*** Opening of Task material ***

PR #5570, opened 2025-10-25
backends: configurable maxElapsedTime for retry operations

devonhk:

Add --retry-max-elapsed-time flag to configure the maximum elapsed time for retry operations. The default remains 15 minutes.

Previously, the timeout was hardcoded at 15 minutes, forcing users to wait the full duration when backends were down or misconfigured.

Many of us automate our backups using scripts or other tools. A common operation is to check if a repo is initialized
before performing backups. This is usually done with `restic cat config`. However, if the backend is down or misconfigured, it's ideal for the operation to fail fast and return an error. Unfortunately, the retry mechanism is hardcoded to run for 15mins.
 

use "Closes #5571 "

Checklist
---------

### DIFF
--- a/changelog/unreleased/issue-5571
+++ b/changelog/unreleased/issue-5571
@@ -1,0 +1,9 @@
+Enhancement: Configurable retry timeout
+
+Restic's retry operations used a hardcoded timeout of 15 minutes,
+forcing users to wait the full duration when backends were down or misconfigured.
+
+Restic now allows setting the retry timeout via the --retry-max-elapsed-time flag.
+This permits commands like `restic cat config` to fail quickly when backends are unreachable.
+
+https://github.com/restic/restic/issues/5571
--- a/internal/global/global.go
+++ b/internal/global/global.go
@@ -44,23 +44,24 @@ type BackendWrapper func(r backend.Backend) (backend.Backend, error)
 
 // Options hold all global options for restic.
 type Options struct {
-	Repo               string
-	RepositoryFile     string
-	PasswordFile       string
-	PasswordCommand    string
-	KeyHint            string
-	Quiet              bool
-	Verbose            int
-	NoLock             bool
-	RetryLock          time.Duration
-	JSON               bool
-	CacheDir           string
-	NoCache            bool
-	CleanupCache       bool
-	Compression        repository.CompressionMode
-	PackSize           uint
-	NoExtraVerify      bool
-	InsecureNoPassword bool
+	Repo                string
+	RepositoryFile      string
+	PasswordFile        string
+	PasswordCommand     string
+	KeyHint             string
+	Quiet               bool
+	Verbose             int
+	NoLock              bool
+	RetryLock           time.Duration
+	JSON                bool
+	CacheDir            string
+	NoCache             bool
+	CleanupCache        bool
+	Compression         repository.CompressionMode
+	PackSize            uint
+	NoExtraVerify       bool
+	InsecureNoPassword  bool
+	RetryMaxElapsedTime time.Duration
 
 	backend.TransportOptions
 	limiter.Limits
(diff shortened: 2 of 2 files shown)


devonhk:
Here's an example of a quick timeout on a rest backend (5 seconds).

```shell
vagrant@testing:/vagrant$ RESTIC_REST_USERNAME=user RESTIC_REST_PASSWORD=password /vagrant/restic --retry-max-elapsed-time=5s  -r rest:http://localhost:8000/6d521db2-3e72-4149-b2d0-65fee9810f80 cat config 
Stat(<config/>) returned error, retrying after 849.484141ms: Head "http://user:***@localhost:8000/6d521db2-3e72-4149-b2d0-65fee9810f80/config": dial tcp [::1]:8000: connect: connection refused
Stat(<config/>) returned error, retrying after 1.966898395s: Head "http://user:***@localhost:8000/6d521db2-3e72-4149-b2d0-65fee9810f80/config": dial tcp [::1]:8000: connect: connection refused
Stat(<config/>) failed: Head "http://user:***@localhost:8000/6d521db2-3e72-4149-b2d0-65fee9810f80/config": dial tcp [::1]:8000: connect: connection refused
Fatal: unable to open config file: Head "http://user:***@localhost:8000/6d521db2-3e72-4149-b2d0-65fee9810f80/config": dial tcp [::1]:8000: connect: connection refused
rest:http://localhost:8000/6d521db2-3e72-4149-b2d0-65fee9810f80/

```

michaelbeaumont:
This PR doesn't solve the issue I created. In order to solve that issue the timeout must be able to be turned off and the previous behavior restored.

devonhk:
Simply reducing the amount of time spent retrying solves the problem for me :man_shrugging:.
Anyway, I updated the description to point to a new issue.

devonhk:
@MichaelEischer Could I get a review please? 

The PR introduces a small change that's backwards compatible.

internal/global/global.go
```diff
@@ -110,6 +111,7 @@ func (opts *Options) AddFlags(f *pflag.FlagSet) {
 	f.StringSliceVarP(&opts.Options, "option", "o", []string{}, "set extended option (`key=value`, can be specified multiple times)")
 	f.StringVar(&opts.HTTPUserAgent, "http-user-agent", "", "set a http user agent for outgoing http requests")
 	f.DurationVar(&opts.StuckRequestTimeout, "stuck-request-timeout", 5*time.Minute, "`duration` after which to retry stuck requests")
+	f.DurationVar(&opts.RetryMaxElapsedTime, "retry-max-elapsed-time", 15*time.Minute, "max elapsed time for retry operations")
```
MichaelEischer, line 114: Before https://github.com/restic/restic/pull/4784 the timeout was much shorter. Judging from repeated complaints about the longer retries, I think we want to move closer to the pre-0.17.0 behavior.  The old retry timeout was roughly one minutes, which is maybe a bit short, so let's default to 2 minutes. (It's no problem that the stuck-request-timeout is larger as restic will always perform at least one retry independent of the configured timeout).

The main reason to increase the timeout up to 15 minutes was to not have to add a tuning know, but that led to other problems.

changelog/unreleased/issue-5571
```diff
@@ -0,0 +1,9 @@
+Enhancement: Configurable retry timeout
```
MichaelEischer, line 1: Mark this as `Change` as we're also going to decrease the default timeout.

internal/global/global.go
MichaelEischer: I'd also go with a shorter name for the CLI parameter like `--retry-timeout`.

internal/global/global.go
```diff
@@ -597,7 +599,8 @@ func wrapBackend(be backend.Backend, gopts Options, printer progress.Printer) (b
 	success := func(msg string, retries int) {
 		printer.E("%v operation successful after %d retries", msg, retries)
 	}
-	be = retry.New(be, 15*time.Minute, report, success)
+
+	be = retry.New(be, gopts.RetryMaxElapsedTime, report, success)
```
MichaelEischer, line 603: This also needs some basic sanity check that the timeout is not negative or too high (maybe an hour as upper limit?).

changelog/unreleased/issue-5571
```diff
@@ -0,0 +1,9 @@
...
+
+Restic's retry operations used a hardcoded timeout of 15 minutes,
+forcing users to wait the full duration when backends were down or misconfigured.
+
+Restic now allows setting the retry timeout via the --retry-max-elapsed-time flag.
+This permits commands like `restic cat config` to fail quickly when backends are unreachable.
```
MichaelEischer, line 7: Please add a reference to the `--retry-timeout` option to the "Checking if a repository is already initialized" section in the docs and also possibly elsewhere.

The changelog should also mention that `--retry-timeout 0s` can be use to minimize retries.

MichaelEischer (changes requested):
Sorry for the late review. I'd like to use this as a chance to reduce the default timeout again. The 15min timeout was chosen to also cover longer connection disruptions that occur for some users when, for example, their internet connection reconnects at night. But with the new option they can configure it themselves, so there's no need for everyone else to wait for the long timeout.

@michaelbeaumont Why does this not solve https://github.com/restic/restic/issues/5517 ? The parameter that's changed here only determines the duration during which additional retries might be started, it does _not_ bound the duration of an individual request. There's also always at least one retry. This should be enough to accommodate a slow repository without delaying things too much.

*** Close of Task material ***
*** Opening of Task material ***

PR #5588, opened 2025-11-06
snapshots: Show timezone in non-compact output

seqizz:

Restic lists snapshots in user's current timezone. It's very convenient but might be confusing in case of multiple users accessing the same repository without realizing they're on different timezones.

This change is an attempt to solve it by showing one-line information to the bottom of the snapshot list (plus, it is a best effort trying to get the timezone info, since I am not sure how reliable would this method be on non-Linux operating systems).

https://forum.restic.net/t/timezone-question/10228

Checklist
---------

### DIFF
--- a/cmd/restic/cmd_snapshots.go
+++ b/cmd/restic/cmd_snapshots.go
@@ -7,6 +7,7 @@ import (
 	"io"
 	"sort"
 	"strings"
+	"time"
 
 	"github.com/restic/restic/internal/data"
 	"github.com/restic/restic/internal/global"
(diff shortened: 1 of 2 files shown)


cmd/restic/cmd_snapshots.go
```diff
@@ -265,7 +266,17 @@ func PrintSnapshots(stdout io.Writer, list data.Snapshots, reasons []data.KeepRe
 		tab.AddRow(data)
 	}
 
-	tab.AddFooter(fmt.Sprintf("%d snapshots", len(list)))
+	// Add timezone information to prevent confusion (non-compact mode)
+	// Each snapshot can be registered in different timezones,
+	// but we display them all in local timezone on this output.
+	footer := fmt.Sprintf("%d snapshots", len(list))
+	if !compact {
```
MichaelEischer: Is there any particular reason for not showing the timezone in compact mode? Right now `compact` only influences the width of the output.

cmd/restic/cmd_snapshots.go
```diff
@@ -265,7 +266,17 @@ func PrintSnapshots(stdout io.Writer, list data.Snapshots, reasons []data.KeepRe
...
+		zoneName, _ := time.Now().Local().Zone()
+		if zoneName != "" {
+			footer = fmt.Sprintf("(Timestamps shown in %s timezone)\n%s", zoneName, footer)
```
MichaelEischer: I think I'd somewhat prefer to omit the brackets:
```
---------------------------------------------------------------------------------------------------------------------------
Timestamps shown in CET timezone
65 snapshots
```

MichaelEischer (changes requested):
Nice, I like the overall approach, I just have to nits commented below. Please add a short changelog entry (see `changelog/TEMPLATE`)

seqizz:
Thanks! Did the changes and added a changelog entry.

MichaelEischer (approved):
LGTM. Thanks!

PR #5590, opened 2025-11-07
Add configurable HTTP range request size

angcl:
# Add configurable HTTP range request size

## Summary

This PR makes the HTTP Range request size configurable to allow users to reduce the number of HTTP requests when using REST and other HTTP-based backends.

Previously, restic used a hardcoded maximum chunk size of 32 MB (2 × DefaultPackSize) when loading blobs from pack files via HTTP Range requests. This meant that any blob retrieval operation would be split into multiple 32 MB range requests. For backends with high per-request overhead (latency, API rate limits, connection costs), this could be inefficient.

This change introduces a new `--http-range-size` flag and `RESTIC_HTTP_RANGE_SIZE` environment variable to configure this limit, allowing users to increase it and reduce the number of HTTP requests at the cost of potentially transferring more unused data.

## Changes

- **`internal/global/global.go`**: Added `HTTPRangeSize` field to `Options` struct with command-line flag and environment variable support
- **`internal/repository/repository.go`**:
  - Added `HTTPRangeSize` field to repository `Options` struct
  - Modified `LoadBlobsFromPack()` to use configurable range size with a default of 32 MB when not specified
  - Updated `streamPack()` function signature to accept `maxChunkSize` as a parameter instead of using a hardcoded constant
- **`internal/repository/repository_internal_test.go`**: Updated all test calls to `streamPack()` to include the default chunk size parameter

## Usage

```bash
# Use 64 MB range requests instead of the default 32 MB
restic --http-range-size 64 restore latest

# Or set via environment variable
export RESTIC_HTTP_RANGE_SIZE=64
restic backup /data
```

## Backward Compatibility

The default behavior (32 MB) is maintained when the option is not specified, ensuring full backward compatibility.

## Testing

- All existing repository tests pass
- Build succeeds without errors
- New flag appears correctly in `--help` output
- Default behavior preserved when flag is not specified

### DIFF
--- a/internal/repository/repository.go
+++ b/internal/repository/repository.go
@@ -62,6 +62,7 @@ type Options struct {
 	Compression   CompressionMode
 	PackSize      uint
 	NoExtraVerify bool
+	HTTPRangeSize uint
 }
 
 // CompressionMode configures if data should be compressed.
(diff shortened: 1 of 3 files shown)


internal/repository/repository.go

*** Close of Task material ***
*** Opening of Task material ***

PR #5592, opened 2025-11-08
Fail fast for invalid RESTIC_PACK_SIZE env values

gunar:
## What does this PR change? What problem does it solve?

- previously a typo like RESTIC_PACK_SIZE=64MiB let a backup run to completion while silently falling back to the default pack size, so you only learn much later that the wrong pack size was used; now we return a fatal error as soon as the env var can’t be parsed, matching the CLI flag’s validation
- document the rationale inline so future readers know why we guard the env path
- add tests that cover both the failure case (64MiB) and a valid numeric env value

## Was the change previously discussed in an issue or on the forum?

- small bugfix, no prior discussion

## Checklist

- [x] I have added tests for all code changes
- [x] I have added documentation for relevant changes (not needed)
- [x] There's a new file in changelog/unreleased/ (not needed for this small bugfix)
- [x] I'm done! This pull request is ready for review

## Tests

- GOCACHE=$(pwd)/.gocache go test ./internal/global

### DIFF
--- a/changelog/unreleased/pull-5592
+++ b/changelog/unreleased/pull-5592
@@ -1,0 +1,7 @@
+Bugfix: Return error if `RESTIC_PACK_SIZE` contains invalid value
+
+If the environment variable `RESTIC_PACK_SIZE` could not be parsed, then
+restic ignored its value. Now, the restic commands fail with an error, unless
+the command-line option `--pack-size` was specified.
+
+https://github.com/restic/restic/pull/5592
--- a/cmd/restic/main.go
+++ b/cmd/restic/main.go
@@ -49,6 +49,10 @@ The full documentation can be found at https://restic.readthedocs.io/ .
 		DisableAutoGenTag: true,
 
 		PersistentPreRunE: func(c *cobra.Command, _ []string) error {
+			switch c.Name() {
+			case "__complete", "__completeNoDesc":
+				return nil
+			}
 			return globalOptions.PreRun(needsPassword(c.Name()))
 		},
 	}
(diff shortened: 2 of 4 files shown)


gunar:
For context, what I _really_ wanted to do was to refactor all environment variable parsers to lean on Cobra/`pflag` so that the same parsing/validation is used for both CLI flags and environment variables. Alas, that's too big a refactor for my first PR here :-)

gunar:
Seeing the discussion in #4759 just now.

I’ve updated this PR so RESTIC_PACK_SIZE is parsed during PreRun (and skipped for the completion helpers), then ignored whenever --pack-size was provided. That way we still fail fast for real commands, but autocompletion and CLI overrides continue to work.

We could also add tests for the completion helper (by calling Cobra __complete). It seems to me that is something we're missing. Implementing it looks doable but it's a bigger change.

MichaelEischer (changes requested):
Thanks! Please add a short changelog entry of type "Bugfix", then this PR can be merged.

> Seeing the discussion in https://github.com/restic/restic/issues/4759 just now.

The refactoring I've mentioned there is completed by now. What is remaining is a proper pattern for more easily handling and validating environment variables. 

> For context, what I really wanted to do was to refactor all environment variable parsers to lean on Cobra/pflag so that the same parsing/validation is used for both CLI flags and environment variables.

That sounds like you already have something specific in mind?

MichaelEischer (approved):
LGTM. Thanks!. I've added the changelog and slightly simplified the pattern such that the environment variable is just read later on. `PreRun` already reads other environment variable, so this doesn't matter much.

*** Close of Task material ***

Only the lines that hold the word "invalid" are wanted; each should be pulled from the records.

(Task answer)
Fail fast for invalid RESTIC_PACK_SIZE env values
+Bugfix: Return error if `RESTIC_PACK_SIZE` contains invalid value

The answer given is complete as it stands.